Issue #702, opened 2017-07-29
How to use boost_mode 


ijharulislam:
How to use "boost_mode": "replace" in DSL? Is it possible to use it with SF, if so, how to do it?

HonzaKral:
Just passing `boost_mode='replace'` to `.query()` or `Q()` should do thr trick:

```python
from elasticsearch_dsl import Search, SF
s = Search().query('function_score', boost_mode='replace', functions=[SF('random_score')])
```

ijharulislam:
Thanks. It is working.

PR #703, opened 2017-07-29
added boost_mode to function_score #702

bloogrox:
ability to set `boost_mode` in a function_score

example:

```
GET /_search
{
    "query": {
        "function_score": {
            "query": { "match_all": {} },
            "boost": "5",
            "random_score": {}, 
            "boost_mode":"multiply"
        }
    }
}
```

more:
https://www.elastic.co/guide/en/elasticsearch/reference/current/query-dsl-function-score-query.html#score-functions

### DIFF
--- a/elasticsearch_dsl/query.py
+++ b/elasticsearch_dsl/query.py
@@ -162,6 +162,7 @@ class FunctionScore(Query):
         'query': {'type': 'query'},
         'filter': {'type': 'query'},
         'functions': {'type': 'score_function', 'multi': True},
+        'boost_mode': {},
     }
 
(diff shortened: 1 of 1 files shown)


bloogrox:
how to use it

```
s.query = dslq.FunctionScore(
    query=s.query,
    functions=[dslq.SF('random_score')],
    boost_mode="replace"
)
```

HonzaKral:
Thanks for the patch @bloogrox, but it is actually not required. You can always pass arbitrary parameters when instantiating a quer. The parameters only need to be defined in `_params_def` if they require typecasting...

PR #712, opened 2017-08-08
repr Response object for more details

mapleray:
Some results of aggregations like cardinality  may not contains hits, and print result will show `<Response: []>`, which make user think the result is empty, but in fact, `response.aggregations` contains results.


mapleray:
local tests passed but travis not......

HonzaKral:
That is an unrelated issue as `elasticsearch-py` master branch is now 6.0 compatible. Thanks for the patch!

Issue #544, opened 2016-12-27
DateField returns datetime instead of date


andreyrusanov:
We faced an issue that DateField returns `datetime` type instead of `date`. The reason is that it use
`dateutil.parser.parse` function, that returns `datetime` anyway. 
I would vote to add DateTimeField, which will treat input data like a `datetime`, and modify DateField which will return `date`. I guess it is obvious way. 

Of course these changes might cause problems with backwards compatibility, so for minor version update it might be not nice to introduce those kind of changes, Instead, as a "quick fix", we can add a flag to DateField that marks what should be returned - date to datetime(by default it will be datetime to keep same behavior), 

What do you think?  My colleague already made custom field to fix this issue in our project, so one of us could make a pull request if you will like general idea.

HonzaKral:
I wonder what is the use case of havinf `date` instead of `datetime`? Since `datetime` is a subclass of `date` I didn't see the need to differentiate. Elasticsearch also doesn't have a date-level precision field.

Thank you

EricCat:
I'm also suffering from the same issue.

From this line:
https://github.com/elastic/elasticsearch-dsl-py/blob/master/elasticsearch_dsl/field.py#L221
might be will it be implemented?

For example: 
* input: Even if it's date format `2017-01-08`  
* output: Date(format="strict_date") `2017-01-08 00:00:00` 

` 00:00:00` is not required

HonzaKral:
@EricCat I am still trying to understand why that is an issue? Even when I give it a date without time information everything works just the same.

The output of the field is a `datetime` object which is a subclass of `date` so it shouldn't matter.

EricCat:
@HonzaKral Thanks update.
Hmm, I agree with you. Maybe It shouldn't belong to an issue.
However, if it could support this feature, will be better.
We don't need to parse it to date when querying the relating document.
Btw, `elasticsearch-dsl-py` is great!

andreyrusanov:
@HonzaKral we faced an issue when we mapped results from ElasticSearch to some serializers. We need to return Date and not DateTime, and we either had to implement additional logic to convert data or make custom wrapper on top of DateField. 
I know ElasticSearch has only `date` type which handles everything, but why not ot add a bit more flexibility on Python side?  Maybe in scope of DateField like @EricCat suggested.

HonzaKral:
[...]

PR #724, opened 2017-08-25
Date and DateTime field error fixed

mazhar266:
date field is not datetime field
new field added named date field

**Please, update the test cases, or help me update it**


HonzaKral:
Thanks for the patch, for now it is, however, out of scope for this library. See #544 for details.

PR #735, opened 2017-09-15
bug: if the key is long type

kongkongruye:
if the key is long type , it is also right


HonzaKral:
Hi @kongkongruye, sorry for the delay! Could you please sign the CLA at https://www.elastic.co/contributor-agreement so that we can merge this PR?

also please just use `isinstance(data, six.integer_types)` so this would also work in python 3.

Thanks!

HonzaKral:
Closing this PR since CLA was not signed.

PR #752, opened 2017-10-16
Prevent datetimes from dropping milliseconds

### LINKED ISSUE #750: Datetimes dropping miliseconds
The problems causes dates like '1970-01-01T00:17:47.045Z' in ElasticSearch to end up as a datetime like
datetime.datetime(1970, 1, 1, 0, 17, 47)                                                                                        

My expectation is that this value should produce a datetime like
datetime.datetime(1970, 1, 1, 0, 17, 47, 45000)

https://github.com/elastic/elasticsearch-dsl-py/blob/269fef7fa12333f7622c3694df75a1b296d87ae2/elasticsearch_dsl/field.py#L221

This is caused by integer division on the line referenced above. Changing this line to divide by 1000.0 fixes the issue.

mattjmcnaughton:
Fix #750

Fix an issue inwhich dates in elasticsearch which have
milliseconds may lose these milliseconds when retrieved,
because of how we manipulate the timestamp.

### DIFF
--- a/elasticsearch_dsl/faceted_search.py
+++ b/elasticsearch_dsl/faceted_search.py
@@ -145,7 +145,8 @@ class DateHistogramFacet(Facet):
             # so we need to set key to 0 to avoid TypeError exception
             if bucket['key'] is None:
                 bucket['key'] = 0
-            return datetime.utcfromtimestamp(int(bucket['key']) / 1000)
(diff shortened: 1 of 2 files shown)


HonzaKral:
Thanks for the patch, much appreciated!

Your instructions:
Work out how many lines of the records contain the string "bucket". Nothing but the number should be written.

Answer to this task:
3